Dataset excerpts

__________________________________________________

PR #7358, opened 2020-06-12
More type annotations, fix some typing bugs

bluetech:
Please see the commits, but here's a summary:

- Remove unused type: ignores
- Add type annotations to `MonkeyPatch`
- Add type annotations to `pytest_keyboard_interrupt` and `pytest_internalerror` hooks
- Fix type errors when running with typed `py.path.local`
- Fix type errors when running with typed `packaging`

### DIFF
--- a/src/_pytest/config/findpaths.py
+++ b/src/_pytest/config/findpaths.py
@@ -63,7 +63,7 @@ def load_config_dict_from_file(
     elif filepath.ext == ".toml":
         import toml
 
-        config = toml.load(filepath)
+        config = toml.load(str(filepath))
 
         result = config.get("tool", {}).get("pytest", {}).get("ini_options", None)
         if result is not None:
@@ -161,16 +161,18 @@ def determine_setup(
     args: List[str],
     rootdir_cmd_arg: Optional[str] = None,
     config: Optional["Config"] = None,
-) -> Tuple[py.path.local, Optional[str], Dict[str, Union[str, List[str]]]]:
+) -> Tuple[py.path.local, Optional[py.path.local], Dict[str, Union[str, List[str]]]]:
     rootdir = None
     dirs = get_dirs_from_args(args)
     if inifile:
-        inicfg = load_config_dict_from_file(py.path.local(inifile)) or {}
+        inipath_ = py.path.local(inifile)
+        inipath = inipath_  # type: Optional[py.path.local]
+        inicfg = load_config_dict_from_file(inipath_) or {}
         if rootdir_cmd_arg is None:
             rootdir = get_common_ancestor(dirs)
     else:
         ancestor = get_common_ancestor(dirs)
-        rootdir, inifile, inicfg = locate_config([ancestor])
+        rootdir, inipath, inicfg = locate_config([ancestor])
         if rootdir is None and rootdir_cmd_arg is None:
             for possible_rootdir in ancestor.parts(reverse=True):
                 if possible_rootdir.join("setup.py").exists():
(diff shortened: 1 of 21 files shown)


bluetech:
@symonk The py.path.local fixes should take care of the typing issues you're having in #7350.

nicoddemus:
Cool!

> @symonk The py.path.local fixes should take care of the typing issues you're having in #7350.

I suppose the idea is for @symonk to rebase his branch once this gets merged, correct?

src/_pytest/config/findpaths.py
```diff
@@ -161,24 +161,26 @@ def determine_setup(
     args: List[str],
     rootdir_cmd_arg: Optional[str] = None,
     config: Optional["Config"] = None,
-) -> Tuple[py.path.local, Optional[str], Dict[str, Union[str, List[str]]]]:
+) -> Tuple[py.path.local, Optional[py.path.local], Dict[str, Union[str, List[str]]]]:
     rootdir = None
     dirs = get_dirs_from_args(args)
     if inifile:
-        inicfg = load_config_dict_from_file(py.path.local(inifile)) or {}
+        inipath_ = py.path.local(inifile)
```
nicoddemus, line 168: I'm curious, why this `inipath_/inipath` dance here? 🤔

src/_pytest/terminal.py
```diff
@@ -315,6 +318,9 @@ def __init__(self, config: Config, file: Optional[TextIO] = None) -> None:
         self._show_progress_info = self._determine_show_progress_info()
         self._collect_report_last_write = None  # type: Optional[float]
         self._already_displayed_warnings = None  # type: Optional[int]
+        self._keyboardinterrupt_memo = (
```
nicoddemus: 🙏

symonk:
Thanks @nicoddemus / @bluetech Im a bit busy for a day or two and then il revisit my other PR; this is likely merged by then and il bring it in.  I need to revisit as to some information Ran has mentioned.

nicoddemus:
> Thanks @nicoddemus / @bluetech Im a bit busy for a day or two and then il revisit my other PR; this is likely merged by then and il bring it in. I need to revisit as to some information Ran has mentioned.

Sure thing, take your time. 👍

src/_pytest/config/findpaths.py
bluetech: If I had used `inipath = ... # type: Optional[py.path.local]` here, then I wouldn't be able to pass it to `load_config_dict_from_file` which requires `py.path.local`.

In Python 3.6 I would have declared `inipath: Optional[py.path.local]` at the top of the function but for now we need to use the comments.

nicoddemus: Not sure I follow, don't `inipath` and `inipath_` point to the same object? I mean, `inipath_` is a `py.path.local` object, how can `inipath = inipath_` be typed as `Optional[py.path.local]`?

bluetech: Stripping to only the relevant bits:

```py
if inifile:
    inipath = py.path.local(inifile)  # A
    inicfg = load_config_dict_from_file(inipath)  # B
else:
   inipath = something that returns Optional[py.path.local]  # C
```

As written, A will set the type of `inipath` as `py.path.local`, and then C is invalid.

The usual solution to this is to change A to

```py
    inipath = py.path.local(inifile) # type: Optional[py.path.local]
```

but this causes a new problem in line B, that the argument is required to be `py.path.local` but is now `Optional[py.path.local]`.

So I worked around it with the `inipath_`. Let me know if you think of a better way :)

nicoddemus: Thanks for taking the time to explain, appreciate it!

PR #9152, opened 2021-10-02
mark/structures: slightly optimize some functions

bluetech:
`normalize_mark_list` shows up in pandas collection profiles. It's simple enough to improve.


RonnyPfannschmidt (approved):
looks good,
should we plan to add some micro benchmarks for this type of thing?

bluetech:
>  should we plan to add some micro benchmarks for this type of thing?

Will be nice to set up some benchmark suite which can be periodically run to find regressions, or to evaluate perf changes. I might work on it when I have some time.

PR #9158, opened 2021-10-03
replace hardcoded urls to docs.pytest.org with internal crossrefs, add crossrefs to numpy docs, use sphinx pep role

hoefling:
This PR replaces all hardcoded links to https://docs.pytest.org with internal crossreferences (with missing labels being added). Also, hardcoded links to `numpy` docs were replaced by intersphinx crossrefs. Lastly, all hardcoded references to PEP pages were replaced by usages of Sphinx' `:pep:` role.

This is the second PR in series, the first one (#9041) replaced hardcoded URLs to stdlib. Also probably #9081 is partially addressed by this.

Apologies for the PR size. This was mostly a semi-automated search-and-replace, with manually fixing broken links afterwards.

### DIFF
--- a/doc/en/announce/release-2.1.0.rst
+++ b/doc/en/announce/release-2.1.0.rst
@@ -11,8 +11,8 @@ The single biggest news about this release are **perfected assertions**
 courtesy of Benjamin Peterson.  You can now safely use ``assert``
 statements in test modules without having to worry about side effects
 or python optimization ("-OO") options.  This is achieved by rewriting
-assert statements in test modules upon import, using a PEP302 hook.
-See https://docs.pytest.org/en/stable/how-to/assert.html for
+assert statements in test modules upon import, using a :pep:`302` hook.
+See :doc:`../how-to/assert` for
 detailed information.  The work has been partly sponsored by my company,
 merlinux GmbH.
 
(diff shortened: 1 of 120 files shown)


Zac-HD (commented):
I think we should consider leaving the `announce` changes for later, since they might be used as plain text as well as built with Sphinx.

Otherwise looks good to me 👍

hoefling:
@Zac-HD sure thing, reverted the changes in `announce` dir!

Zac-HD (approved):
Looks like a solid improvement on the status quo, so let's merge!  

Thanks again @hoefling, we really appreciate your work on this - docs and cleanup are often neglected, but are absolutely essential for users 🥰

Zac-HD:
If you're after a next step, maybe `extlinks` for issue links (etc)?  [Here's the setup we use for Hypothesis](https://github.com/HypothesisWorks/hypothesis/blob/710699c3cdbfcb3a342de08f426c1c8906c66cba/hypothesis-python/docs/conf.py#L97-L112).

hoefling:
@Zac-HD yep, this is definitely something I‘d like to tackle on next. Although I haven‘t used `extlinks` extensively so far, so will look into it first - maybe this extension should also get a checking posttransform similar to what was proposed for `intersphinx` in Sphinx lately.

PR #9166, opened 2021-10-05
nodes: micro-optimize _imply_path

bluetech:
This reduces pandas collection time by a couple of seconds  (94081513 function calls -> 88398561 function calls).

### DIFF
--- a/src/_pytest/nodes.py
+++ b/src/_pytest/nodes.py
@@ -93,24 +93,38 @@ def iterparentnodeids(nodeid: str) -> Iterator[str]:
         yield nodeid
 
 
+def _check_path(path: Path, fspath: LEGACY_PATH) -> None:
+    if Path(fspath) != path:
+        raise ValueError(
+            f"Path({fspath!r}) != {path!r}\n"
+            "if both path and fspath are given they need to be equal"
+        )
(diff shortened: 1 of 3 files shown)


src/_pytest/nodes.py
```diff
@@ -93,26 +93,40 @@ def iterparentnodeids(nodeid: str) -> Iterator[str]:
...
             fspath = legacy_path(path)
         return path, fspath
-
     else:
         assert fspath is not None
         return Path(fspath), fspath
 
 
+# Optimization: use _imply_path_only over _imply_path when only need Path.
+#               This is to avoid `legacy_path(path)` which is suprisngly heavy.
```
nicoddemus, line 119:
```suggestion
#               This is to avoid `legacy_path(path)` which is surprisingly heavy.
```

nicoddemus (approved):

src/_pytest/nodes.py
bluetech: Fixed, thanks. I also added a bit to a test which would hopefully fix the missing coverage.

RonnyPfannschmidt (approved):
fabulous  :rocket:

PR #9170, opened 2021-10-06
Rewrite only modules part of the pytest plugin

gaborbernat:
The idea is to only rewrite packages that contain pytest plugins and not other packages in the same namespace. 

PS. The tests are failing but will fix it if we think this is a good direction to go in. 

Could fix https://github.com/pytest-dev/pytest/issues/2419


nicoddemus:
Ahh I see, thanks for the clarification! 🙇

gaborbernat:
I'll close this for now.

__________________________________________________

Assignment :: Which of the lines above include the word "good"? Copy each of them.

Solution ::
looks good,
Otherwise looks good to me 👍
PS. The tests are failing but will fix it if we think this is a good direction to go in. 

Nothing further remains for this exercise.